# East River (hwy 87) Copper Head Bream



## FishWalton (Jul 22, 2010)

.


This morning we explored East River up stream about 5 miles then out in the bay a mile or two. First trip for both my buddy and myself so we started out the day just looking.

With the exploration over with we went back up the river to fish a little. Picked up a few tiny bream and stumpknockers then finally tied up on what appeared to be a stumpknocker hole. Didn't have a trolling motor so just tied up here and there and fish a little while then moved on if there was no bite. At the stumpknocker hole I landed a nice copper head bream and lost another the same size, back to back bite...and that was it except for the stumpknockers. The copper head was a surprise. You don't catch them just everywhere and one for me is rare. 

It got hot so we quit at 10:30. Now the afternoon rains have set in.


----------



## Bodupp (Oct 3, 2007)

Hey! That's my hat!

Good looking bream. What was bait of choice today?


----------



## markw4321 (Oct 4, 2007)

Sir

that looks like a bull blue gill to me. maybe not common in the east river but very common around these parts.


----------



## FishWalton (Jul 22, 2010)

markw4321 said:


> Sir
> 
> that looks like a bull blue gill to me. maybe not common in the east river but very common around these parts.



Where is "around here"..... another name is coppernose bluegill. I know of a local pond that has them but it's private. They sure grow big where they are located. 
:


----------



## FishWalton (Jul 22, 2010)

*straw hat*



Bodupp said:


> Hey! That's my hat!
> 
> Good looking bream. What was bait of choice today?
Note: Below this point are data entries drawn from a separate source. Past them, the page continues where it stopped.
PR #5175, opened 2018-06-11
Windows cross compile: version bumps

nurupo:
Needs someone to test ffmpeg video capture.

---
This change is [Reviewable](https://reviewable.io/reviews/qtox/qtox/5175)


nurupo:
Looks like using static ffmpeg above 3.2 version still fails. It failed with 3.3, 3.4 and now with 4.0. I hoped it would somehow magically resolve on its own in some newer version, but no dice. We need this resolved eventually, we can't stay on 3.2 forever, so I will give a try fixing this linking failure.

nurupo:
Looks like we have to disable bsfs, because it requires ac3 parser which we have disabled. It builds successfully now.

Is it okay to use the newest ffmpeg 4.0 or should I downgrade to a release one below that -- 3.4.2? I'm always a bit iffy about using releases with no patch versions of a software that tends to get a lot of path versions.

Can someone with a Windows system check that this PR doesn't break anything? Especially the video/audio capture. I can run qTox in Wine to smoke-test QREncode and Qt updates, but for testing a/v you want an actual Windows system. I can upload build artifacts for testing if you don't want to build it yourself.

nurupo:
I have noticed that ffmpeg has `--enable-gpl` flag (there is also `--enable-nonfree`), which [enables some GPL-licensed optimizations](https://github.com/FFmpeg/FFmpeg/blob/master/LICENSE.md). By default ffmpeg is built under LGPL. Since qTox is GPL and we link ffmpeg statically anyway, we might as well pass `--enable-gpl` when building ffmpeg for those extra optimizations.

nurupo:
Here are the builds I have made if you want to test but can't build.

[qtox-i686-release.zip](https://github.com/qTox/qTox/files/2095717/qtox-i686-release.zip)
[qtox-x86_64-release.zip](https://github.com/qTox/qTox/files/2095719/qtox-x86_64-release.zip)

sudden6:
ping @qTox/windows-team

sudden6:
1. You need to rebase
2. I think disabling bsfs should be no problem AFAICT we don't use it
3.  Nobody seems to be interested in testing :/

nurupo:
@sudden6 rebased.

[Here is a mailing list thread for the FFmpeg build issue we had](http://ffmpeg.org/pipermail/libav-user/2018-June/011188.html), thought someone might be interested. You could also disable just the ac3 bsf, which is the part that was failing, or you could enable the ac3 parser, so that ac3 bsf doesn't fail to build anymore. Disabling all bsf sounds good to me, I wouldn't expect qTox to use [bitstream filters](https://ffmpeg.org/ffmpeg-bitstream-filters.html) at all.

nurupo:
Looks like FFmpeg has released 4.0.1 after my FFmpeg version 4.0 bump commit, so I have updated the commit to use 4.0.1 too.

sudden6:
:lgtm_strong:

---

Reviewed 1 of 1 files at r1.

---



*Comments from [Reviewable](https://reviewable.io/reviews/qtox/qtox/5175#-:-LFO7G5B6IskfiV3HTqH:b-jbsf8z)*

PR #5192, opened 2018-06-25
fix: simple_make.sh script

tox-user:
- fix crash when run without parameters
- use cmake instad of automake for building toxcore

---
This change is [Reviewable](https://reviewable.io/reviews/qtox/qtox/5192)

### DIFF
--- a/bootstrap.sh
+++ b/bootstrap.sh
@@ -93,23 +93,7 @@ install_toxcore() {
             "${BASE_DIR}/${TOXCORE_DIR}"
 
         pushd ${BASE_DIR}/${TOXCORE_DIR}
-        ./autogen.sh
-
-        # configure
-        if [[ $SYSTEM_WIDE = "false" ]]
-        then
-            ./configure --prefix=${BASE_DIR}
-        else
-            ./configure
-        fi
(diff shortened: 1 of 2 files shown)


tox-user:
I removed the condition that checked for av support in bootstrap.sh. If qTox fails to build without it anyway, it should be ok to remove it.

tox-user:
I've noticed in https://github.com/qTox/qTox/pull/5186 that we still list automake and autoconf as dependencies.

sudden6:
:lgtm_strong: tested successfully

yep, I think we need to clean that file up a bit.

---

Reviewed 2 of 2 files at r1.

---



*Comments from [Reviewable](https://reviewable.io/reviews/qtox/qtox/5192#-:-LFuoBtgCP8l2KwAcf8a:bsahckw)*

sudden6:
went ahead and merged this one to publish the fix quickly.

tox-user:
Good decision!

ghost:
This commit seems to cause "./bootstrap.sh --local" to fail. See issue https://github.com/qTox/qTox/issues/5199

PR #5193, opened 2018-06-26
Refactor/options logger

sudden6:

@Diadlo Can you review if this is a good idea?

---
This change is [Reviewable](https://reviewable.io/reviews/qtox/qtox/5193)

### DIFF
--- a/src/core/toxoptions.cpp
+++ b/src/core/toxoptions.cpp
@@ -1,0 +1,109 @@
+#include "toxoptions.h"
+
+#include "src/core/icoresettings.h"
+#include "src/core/toxlogger.h"
+
+#include <QByteArray>
+#include <QDebug>
+
+// TODO(sudden6): replace this constant with the function from toxcore 0.2.3
+static const int MAX_PROXY_ADDRESS_LENGTH = 255;
+
+/**
+ * @brief The ToxOptions class wraps the Tox_Options struct and the matching
+ *        proxy address data. This is needed to ensure both have equal lifetime and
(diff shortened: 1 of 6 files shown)


src/core/toxoptions.cpp
```diff
@@ -0,0 +1,109 @@
...
+        qWarning() << "Core starting with IPv6 disabled. LAN discovery may not work properly.";
+    }
+
+    Tox_Options* tox_opts = tox_options_new(nullptr);
+
+    if(!tox_opts) {
+        return {};
+    }
+
+    auto toxOptions = std::unique_ptr<ToxOptions>(new ToxOptions(tox_opts, proxyAddr.toUtf8()));
```
Diadlo, line 74: Why do you use pointer here? We can create `ToxOptions` on stack and use `std::move` at the end of the function. What do you think?

Diadlo (commented):
Mostly logic of change LGTM. Only one question (see below)

src/core/toxoptions.cpp
sudden6: Because the allocation of the internal Tox_Options struct can fail and `nullptr` is used to represent that.

Diadlo:
:lgtm_strong:

---

Reviewed 6 of 6 files at r1.

---



*Comments from [Reviewable](https://reviewable.io/reviews/qtox/qtox/5193#-:-LFwL9jZBYyYj7JhWM9M:b-jbsf8z)*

We used crickets. Also, love my new straw hat. The wide brim is far superior to a cap for sun protection.


----------



## stc1993 (Nov 23, 2014)

That's a nice one.


----------



## Geezer (Mar 30, 2014)

A good un for sure!


----------



## Triton1 (Jan 31, 2010)

That is a T.O.Y. Bluegill &#55357;&#56397;&#55356;&#57339;&#55357;&#56397;&#55356;&#57339;


----------



## Try'n Hard (Oct 23, 2008)

Like the bream, and the hat but love the life jacket. Been thinking that since I fish and run lines by myself, one of those might not be a bad idea. How do you like it?


----------



## olegator (Dec 6, 2014)

a nice tata bream and beautiful little river!


----------



## LIM-IT-OUT (Aug 26, 2014)

Pretty fish


----------



## gastonfish (Mar 24, 2012)

Awesome! Wish I was there


----------



## J Smithers (Jun 27, 2008)

We had our pond stocked with copperhead blue gill when I was a kid and man are those things mean. I've never caught any in the rivers around here though.


----------



## FishWalton (Jul 22, 2010)

Try'n Hard said:


> Like the bream, and the hat but love the life jacket. Been thinking that since I fish and run lines by myself, one of those might not be a bad idea. How do you like it?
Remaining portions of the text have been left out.